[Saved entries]
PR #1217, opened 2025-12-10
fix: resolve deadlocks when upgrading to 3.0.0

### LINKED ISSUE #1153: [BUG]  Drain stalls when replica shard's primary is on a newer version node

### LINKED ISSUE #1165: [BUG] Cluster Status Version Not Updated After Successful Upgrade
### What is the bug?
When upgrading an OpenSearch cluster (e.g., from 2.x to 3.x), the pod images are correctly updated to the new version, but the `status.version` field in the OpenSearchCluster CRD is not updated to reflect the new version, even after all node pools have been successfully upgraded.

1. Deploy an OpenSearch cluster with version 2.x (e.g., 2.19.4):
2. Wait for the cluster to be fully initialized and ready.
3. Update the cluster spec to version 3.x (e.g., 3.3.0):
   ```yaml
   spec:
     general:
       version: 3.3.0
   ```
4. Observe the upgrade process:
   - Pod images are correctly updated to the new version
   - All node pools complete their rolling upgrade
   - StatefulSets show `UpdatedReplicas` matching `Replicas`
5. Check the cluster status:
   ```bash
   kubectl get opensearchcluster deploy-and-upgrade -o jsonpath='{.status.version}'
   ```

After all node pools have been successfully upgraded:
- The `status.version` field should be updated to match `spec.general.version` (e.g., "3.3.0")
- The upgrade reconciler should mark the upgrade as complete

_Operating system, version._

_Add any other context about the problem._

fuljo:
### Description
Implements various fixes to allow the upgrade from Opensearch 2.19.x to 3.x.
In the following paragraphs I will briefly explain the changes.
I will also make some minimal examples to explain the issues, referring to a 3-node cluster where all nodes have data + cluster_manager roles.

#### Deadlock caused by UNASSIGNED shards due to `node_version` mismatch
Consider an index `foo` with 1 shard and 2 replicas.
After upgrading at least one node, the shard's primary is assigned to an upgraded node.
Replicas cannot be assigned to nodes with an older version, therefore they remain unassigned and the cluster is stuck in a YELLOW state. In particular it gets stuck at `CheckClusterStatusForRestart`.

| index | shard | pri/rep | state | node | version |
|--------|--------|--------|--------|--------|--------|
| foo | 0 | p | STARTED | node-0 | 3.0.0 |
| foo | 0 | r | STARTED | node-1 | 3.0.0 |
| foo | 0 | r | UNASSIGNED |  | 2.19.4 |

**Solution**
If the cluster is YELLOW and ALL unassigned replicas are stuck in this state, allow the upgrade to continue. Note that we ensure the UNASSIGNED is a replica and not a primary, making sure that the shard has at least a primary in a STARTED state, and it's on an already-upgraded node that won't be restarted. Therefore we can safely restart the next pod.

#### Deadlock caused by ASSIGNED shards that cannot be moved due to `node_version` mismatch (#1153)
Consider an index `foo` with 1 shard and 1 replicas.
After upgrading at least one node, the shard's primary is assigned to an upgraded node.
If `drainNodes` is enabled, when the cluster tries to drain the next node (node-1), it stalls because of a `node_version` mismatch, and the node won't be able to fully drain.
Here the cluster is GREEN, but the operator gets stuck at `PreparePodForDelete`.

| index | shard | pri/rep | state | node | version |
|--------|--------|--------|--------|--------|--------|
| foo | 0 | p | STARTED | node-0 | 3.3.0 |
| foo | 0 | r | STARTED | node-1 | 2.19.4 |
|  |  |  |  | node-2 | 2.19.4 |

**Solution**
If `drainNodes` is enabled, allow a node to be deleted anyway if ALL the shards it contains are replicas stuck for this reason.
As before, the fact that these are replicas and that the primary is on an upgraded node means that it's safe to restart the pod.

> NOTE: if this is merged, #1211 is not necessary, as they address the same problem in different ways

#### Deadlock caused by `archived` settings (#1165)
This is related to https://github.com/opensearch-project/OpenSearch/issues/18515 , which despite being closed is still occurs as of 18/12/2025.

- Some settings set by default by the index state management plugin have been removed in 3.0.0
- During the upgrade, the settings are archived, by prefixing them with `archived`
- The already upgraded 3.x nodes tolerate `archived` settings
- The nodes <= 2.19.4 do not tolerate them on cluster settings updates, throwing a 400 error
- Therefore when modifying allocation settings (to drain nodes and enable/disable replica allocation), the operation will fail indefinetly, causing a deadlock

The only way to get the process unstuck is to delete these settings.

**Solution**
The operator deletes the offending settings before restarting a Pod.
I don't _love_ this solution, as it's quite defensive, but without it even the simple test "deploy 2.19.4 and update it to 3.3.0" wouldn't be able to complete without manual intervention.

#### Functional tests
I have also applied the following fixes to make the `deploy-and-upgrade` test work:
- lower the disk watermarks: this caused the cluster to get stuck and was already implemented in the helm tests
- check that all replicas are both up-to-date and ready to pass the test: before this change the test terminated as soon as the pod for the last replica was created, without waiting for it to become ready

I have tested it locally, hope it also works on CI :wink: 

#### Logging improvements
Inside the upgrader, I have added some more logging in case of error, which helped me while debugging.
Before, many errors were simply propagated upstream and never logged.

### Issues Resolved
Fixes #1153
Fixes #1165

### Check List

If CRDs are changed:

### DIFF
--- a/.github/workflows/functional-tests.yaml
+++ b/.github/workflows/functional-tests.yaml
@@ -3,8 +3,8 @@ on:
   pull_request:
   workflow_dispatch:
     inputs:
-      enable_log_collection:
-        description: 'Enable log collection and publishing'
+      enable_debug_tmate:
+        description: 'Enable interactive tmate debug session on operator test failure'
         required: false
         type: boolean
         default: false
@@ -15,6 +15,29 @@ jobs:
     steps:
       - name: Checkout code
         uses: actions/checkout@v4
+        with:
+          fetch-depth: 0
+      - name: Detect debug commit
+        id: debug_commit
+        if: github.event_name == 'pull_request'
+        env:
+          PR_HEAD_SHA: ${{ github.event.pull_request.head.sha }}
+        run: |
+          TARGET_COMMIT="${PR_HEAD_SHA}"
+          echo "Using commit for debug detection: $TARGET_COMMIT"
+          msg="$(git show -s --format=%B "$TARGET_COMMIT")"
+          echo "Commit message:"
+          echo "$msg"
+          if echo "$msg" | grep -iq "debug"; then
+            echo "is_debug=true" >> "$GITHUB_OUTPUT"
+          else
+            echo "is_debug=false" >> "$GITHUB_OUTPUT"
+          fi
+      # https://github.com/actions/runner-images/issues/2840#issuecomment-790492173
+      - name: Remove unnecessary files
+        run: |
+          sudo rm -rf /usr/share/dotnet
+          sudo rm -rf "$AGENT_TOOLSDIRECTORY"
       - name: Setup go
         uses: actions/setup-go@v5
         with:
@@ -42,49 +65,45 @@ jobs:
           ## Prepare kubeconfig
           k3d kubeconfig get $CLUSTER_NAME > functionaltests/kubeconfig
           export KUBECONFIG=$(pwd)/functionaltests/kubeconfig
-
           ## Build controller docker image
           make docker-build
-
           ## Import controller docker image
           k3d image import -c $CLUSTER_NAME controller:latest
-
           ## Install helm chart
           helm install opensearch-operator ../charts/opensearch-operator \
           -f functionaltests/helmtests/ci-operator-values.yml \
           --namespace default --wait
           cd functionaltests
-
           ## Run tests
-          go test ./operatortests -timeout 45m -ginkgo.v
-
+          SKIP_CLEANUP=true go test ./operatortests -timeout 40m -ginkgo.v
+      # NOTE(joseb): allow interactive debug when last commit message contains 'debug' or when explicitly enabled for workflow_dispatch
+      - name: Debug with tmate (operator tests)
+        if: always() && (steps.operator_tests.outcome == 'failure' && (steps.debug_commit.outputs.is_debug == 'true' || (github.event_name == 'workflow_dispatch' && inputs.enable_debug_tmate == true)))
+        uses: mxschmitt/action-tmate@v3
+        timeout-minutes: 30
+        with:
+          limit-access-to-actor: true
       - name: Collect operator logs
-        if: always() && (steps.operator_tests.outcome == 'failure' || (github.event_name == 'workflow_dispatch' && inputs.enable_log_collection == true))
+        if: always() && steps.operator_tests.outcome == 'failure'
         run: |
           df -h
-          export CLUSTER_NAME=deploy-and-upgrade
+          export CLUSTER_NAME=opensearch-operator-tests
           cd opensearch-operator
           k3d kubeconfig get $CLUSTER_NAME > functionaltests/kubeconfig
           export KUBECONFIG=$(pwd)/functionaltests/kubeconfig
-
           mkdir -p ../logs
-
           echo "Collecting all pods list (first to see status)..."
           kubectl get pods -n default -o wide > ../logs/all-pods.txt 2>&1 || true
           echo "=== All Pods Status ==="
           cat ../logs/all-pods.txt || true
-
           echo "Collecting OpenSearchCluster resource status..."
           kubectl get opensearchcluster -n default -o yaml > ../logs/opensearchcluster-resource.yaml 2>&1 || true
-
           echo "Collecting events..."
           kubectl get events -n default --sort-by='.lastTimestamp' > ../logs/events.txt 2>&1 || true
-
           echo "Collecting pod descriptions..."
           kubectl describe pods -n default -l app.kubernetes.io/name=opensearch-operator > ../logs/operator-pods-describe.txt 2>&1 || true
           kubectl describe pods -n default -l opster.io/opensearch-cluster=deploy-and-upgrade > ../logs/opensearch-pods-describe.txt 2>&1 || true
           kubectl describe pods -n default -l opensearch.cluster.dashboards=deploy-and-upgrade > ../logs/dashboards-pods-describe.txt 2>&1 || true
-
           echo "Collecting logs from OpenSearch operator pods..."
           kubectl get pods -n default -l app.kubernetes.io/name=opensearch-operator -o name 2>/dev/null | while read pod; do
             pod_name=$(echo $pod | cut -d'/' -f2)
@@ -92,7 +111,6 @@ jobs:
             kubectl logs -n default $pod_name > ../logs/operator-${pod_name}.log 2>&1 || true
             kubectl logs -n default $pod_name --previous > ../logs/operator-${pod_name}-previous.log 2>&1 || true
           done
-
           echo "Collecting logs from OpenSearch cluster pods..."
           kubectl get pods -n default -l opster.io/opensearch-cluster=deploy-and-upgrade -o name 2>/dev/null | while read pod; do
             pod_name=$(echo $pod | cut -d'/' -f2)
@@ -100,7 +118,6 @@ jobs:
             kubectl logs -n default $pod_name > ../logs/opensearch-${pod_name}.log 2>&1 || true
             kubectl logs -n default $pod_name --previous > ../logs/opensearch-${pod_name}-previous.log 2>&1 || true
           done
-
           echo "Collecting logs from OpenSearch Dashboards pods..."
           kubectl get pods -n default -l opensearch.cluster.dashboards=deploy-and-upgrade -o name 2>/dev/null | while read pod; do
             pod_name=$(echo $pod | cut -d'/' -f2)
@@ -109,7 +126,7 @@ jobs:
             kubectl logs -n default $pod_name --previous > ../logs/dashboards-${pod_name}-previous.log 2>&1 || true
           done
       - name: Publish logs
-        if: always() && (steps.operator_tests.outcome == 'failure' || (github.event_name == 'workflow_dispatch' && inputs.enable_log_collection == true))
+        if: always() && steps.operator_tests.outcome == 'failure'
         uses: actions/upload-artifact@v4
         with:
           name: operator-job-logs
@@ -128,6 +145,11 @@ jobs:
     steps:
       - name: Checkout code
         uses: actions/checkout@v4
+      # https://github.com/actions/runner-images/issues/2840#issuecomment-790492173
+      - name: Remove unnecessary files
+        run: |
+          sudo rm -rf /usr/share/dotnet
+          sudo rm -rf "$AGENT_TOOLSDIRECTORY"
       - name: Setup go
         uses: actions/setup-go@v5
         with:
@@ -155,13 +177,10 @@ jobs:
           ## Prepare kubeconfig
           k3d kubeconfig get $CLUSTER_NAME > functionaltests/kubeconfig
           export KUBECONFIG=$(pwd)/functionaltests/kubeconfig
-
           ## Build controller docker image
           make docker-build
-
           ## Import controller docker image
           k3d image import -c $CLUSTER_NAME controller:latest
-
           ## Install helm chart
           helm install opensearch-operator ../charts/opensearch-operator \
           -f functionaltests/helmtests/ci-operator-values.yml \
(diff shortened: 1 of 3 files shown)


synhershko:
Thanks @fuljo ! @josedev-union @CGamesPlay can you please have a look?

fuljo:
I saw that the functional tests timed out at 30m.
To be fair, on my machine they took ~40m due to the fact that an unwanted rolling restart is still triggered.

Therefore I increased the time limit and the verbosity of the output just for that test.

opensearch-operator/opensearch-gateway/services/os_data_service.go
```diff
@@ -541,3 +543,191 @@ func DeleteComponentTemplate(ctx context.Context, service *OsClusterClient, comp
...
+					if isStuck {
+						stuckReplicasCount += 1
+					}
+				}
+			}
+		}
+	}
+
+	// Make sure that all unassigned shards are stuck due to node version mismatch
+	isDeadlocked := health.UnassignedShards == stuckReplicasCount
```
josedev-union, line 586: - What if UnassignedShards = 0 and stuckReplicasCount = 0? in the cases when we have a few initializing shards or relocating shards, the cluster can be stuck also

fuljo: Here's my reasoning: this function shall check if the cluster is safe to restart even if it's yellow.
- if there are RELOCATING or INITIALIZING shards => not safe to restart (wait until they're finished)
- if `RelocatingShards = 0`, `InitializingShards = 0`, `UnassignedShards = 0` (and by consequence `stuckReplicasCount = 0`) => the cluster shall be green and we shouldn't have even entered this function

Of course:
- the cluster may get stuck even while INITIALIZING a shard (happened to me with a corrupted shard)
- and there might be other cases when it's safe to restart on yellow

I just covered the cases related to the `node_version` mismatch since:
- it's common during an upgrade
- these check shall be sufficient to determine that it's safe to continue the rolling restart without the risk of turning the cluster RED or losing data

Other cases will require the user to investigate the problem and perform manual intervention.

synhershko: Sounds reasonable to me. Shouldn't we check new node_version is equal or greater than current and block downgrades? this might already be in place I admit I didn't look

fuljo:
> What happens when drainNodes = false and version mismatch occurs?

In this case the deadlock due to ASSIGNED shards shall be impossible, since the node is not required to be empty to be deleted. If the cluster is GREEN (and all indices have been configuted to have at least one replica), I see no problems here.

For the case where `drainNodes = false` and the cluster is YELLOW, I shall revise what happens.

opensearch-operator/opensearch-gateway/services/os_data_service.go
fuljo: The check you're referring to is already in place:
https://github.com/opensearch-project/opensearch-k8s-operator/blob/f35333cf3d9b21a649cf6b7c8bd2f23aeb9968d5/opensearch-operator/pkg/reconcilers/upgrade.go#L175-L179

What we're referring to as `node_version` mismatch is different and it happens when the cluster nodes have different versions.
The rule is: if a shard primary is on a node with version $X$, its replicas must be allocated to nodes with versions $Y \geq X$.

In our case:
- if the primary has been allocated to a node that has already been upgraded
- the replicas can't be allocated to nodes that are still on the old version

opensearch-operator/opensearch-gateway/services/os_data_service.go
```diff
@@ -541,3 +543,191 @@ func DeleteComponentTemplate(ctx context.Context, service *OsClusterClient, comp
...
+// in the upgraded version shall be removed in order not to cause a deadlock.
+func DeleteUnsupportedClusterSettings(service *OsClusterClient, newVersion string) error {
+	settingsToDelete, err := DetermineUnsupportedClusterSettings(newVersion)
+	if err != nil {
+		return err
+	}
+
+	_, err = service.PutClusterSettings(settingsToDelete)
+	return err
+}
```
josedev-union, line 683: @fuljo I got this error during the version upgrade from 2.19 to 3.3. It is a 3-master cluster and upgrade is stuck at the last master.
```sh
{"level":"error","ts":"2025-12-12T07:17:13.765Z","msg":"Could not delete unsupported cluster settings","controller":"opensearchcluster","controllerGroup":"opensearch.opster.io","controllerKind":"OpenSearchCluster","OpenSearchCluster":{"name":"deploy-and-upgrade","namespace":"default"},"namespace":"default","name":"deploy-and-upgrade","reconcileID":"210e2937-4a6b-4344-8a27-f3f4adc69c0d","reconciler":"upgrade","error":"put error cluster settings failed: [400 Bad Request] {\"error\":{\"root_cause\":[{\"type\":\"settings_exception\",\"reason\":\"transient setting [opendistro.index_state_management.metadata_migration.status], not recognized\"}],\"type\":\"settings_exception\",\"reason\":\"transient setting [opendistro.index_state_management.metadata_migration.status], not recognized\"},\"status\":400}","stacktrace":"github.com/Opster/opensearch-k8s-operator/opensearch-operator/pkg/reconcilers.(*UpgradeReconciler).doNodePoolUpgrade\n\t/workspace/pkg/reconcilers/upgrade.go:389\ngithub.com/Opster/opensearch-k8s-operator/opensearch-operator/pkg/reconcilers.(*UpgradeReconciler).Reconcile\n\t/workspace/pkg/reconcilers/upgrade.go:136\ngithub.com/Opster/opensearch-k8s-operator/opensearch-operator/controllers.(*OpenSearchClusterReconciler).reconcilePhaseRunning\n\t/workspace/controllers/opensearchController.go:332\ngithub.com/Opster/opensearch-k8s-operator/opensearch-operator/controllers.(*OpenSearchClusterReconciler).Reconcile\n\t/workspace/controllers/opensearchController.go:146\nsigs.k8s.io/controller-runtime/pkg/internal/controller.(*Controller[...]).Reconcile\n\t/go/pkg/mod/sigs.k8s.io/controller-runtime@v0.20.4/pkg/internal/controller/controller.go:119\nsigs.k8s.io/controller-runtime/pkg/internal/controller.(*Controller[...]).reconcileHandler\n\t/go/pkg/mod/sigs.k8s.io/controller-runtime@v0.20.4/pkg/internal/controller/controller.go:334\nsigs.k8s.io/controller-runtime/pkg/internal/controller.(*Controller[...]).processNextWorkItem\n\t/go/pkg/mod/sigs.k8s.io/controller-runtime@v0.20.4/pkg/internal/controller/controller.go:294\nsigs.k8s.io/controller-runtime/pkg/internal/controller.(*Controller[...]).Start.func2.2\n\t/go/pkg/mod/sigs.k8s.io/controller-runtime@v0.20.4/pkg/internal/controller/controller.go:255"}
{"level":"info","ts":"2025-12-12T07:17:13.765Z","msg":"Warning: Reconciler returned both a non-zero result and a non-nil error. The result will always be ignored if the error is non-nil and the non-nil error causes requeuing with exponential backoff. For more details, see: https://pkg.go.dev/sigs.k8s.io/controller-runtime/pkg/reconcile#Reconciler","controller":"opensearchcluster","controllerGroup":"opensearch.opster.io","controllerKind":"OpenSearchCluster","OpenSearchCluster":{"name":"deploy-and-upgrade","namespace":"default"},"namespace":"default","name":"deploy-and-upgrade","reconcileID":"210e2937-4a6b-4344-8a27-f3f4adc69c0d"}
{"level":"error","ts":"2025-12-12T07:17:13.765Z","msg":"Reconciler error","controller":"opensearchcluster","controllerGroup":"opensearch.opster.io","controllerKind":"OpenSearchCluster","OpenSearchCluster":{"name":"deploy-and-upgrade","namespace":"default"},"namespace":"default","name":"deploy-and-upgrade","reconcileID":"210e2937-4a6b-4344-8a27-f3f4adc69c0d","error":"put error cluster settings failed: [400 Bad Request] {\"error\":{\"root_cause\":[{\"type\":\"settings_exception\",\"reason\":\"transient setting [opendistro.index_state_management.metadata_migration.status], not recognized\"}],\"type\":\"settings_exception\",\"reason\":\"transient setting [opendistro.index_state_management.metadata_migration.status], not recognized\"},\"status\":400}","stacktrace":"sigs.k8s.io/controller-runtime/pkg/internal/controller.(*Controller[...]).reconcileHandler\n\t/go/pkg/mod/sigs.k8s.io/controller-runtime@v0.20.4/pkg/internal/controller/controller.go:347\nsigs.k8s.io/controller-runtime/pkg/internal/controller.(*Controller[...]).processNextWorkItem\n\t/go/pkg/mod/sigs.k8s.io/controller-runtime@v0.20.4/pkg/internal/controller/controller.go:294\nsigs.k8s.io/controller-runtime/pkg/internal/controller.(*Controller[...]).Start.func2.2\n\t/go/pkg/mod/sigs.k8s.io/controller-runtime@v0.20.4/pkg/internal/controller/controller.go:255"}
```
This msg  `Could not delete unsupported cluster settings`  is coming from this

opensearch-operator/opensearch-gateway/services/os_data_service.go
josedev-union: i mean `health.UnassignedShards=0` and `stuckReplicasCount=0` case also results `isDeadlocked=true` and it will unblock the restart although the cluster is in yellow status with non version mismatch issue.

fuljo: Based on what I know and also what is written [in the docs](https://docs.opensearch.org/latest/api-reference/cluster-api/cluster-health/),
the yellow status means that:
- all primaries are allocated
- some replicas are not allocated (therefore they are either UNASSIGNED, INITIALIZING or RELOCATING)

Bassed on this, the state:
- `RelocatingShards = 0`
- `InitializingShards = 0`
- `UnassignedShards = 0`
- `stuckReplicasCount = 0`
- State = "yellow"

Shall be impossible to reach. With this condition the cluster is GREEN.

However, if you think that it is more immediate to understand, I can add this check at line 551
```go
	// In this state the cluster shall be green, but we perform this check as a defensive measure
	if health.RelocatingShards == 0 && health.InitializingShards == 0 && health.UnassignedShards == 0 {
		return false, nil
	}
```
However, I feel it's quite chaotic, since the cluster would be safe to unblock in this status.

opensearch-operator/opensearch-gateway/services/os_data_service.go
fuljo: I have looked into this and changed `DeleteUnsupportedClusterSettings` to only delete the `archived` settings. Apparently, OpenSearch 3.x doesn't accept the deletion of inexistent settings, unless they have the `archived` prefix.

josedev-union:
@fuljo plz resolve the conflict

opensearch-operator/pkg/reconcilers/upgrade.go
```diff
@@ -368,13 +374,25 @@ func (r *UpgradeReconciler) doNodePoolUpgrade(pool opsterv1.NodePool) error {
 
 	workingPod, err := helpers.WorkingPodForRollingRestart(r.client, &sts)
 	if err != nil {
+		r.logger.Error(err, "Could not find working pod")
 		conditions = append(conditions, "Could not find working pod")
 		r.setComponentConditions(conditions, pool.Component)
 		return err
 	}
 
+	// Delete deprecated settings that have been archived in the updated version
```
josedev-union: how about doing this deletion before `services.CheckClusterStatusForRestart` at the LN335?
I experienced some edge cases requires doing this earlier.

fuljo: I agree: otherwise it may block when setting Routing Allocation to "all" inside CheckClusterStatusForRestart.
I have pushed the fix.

* Work item *
Begin with the first line of the data above and, please, print each line exactly until you have printed the line containing "### What is the bug?"; print nothing else.

* Exercise solution *
PR #1217, opened 2025-12-10
fix: resolve deadlocks when upgrading to 3.0.0

### LINKED ISSUE #1153: [BUG]  Drain stalls when replica shard's primary is on a newer version node

### LINKED ISSUE #1165: [BUG] Cluster Status Version Not Updated After Successful Upgrade
### What is the bug?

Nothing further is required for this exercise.